Source of picture: traveller33a
“It’s come to light this week that animals being transported via boat from Australia to Indonesia, are subject to inhumane treatment. Now, meanwhile we’ve quite literally got boats coming past the other direction and the people on board we can only really describe their situation as inhumane as well. Now, in the view of the panel, which story is more likely to generate compassion from the wider Australian public?” - Matt Graham on Australian television program, Q & A
So far, this blog hasn't concerned itself with many political and cultural issues Australia faces. (I admit, my previous posts have been quite selfish and will continue to be... I apologise in advance!) Often I think, it's not my place to write a sensible commentary when I don't know alot about the subject at hand. This post is not a detailed piece about the treatment of live cattle and the problems surrounding it's export to countries where halal and kosher killings are present nor is it going to focus on the treatment of refugees in detention camps.

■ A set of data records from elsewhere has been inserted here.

PR #849, opened 2019-03-02
The big localization push

### LINKED ISSUE #606: Localization Support
I was trying to fork and translate the strings at `/locale/en`, but the localization file seems to be not the only string the scenario has.

It would be wonderful if the strings are all in `/locale/*`

Or, at least there could be rule that each `.lua` file should have string on topmost part of the file.

### LINKED ISSUE #801: Fix search_command
It's disabled due to the half-in, half-out implementation of locale at the moment and I wanted to open this issue to make sure it doesn't get forgotten.

mheguy:
Updated and totally rewritten:

This converts `command` to use locale strings as well as all command descriptions. This deprecates the current iteration of command search so it is removed.

What remains to localize (but will not be added to this PR by me): GUI (except info), maps, some features and all map_gen shared.

Added some de locale (courtesy Valansch).

Added an extra script for travis to run on nightly builds which will log the un-translated keys.

Overhauled meltdown's commands.

At multiple points I have wanted small bits of lua as easy-to-run commands. I never added them because there was no good file for it. `features.debug_tools` creates the start of that. `/editor` has made a lot of what I wanted to write obsolete, which is actually great.

Removed several modules and maps:
Venus, nightfall, terraforming
I they require too much maintenance for a map that I would prefer to just rewrite some day.
rusky_pvp
Because we will never use it.
silly_player_names
Because it is very broken and even dangerous to run, one day I would like rebuild something like it at some point.
walkabout, tempban
Require too many bug fixes and exceptions while not providing enough benefit. At some point we will rewrite antigriefing and penalties as a whole, at that point I would like to re-introduce some temporary/timed punishments.

Closes #801
Mostly resolves #606


grilledham:
We could get rid of rusky pvp, I don't think we ever used the map and I don't see us using it in the future.

locale/en/rusky_pvp.cfg
```diff
@@ -1,6 +1,15 @@
+# This file is just an aggregate of the crap rusky_pvp wanted.
+
+[rusky-announcements]
+msg-intro1=Welcome to our Server. You can join our Discord at: discord.gg/dtXMQq6
```
Valansch: This invite is invalid. Just use redmew.com/discord

mheguy: [No Russian](https://en.wikipedia.org/wiki/No_Russian).

mheguy:
I'm removing venus and its component mods for the time being. I'll rebuild them someday but atm they need constant updates and maintenance to keep up to date and I hate seeing them all the time. I've marked down refs if I ever need to consult the source.

Valansch:
Keeping the cfg files in sync is going to be a challenge. While people add /en/ strings the other languages will lag behind. To help to see which keys are missing in /locale/xx/*.cfg you can use this bash command:

```bash
cat $1 | sed 's/=.*//' > diff_file.tmp; cat $2 | sed 's/=.*//' | git diff --no-index -- diff_file.tmp -; rm diff_file.tmp
```
with $1 and $2 being the files to diff.
The command **ignores the translation** and only compares the keys.

To make usage easier you can add a function to your ~./bashrc (Should work for gitbash aswell!) like so:
```bash
localediff() {
    cat $1 | sed 's/=.*//' > diff_file.tmp; cat $2 | sed 's/=.*//' | git diff --no-index -- diff_file.tmp -; rm diff_file.tmp
}
```

Example usage:
localediff ./locale/en/redmew.cfg ./locale/de/redmew.cfg

mheguy:
Giving `silly_player_names` the same treatment

linaori:
@Valansch can we add those to a bin directory in the repository? They are kind of an all-purpose utility used to make our lives easier 😄

Valansch:
@linaori 
@plague006 where talking about adding the script to travis releases. Idk where i would put it in the repo tho.

linaori:
I'd suggest a `/bin` directory, or anything related to utility scripts.

mheguy:
https://github.com/Refactorio/backend_scripts

Honestly even if they're not technically backend, I think it's a good place to store scripts in general.

.travis/check_locale.sh
```diff
@@ -1,7 +1,8 @@
 #!/bin/sh
 
-echo "Chaning working directory to Refactorio/RedMew/locale"
-cd Refactorio/RedMew/locale
+cd ~/build/Refactorio/RedMew || exit
+echo "Changing working directory back to: "
```
Valansch: This should be:
```
cd ~/build/Refactorio/RedMew/locale/ || exit
echo "Changing working directory to: "
```

mheguy:
Command descriptions done. Next round will be hitting modules that print.

mheguy:
I consider this feature-complete in the sense that I don't want to work on more localization at this point.

linaori (approved):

What troubles me about this question is, frankly, the need to have it asked. There are copious amounts of Facebook posts on my news feed (I know, not the most reliable source of valuable information and opinion) that thoroughly support the decision to ban live cattle export. The day after this issue was brought to light on Australian program Four Corners, immediate action was taken by the federal government to ban the export of live cattle to most Indonesian slaughterhouses. When I say, immediate action, I do mean immediate... literally the day after the program was shown on television. 

I must admit that the issue of animal welfare in this particular instance is an easier issue to resolve than incoming refugees. But the amount of sympathy generated for Australian cows seems, for me, to be equivalent to (if not more than) compassion had for human beings coming to Australia. Human beings! Another low for Australia, I might say. It is terribly disconcerting to hear human beings are placed on a lower scale of respect.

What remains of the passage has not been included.